··· SUPPLIED RECORDS ···
PR #172, opened 2020-11-11
Added fire shader and campfire

treivize:
Forum thread: [Fire effect](https://forum.unity.com/threads/fire-effect.1001794/)
Codecks card: [Fire card](https://open.codecks.io/unity-open-project-1/decks/24/card/158-fire)

Pot over fire update:
image

Fire Shader graph:
image

Fire Material:
image


ciro-unity:
The solution you used is very interesting, and probably quite cheap.

I think it does lose a bit of performance in that it's using a particle system to make it work. You use it only for the billboarding, right? Isn't it possible to do that in shader too? (not 100% sure about this)

In any case, I will approve the PR. **But**, I still think we can improve the fire by having a real hand-drawn flipbook, and as I said previously I'd love to measure myself with it later if I have time. This might mean that later we'll remove this shader... hope you don't mind!

treivize:
Indeed, it was for the built-in billboarding feature. 
It might be possible with a shader, with vertex displacement to move the quad and face the camera...

No problem to replace it later, I might try myself to do it, and learn along the path. 
One thing that I feel not realistic is if the fire is moving (like on the critter head): the fire should trail a bit I guess. it is something not emulate with the current shader

ciro-unity:
Yeah, that's why for next iteration I'd like to have proper particles. But we can do it in a bit, there are so many other things to do :D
···
ACTIVITY: Each line above must be retyped exactly.

YOUR SOLUTION:
PR #172, opened 2020-11-11
Added fire shader and campfire

treivize:
Forum thread: [Fire effect](https://forum.unity.com/threads/fire-effect.1001794/)
Codecks card: [Fire card](https://open.codecks.io/unity-open-project-1/decks/24/card/158-fire)

Pot over fire update:
image

Fire Shader graph:
image

Fire Material:
image


ciro-unity:
The solution you used is very interesting, and probably quite cheap.

I think it does lose a bit of performance in that it's using a particle system to make it work. You use it only for the billboarding, right? Isn't it possible to do that in shader too? (not 100% sure about this)

In any case, I will approve the PR. **But**, I still think we can improve the fire by having a real hand-drawn flipbook, and as I said previously I'd love to measure myself with it later if I have time. This might mean that later we'll remove this shader... hope you don't mind!

treivize:
Indeed, it was for the built-in billboarding feature. 
It might be possible with a shader, with vertex displacement to move the quad and face the camera...

No problem to replace it later, I might try myself to do it, and learn along the path. 
One thing that I feel not realistic is if the fire is moving (like on the critter head): the fire should trail a bit I guess. it is something not emulate with the current shader

ciro-unity:
Yeah, that's why for next iteration I'd like to have proper particles. But we can do it in a bit, there are so many other things to do :D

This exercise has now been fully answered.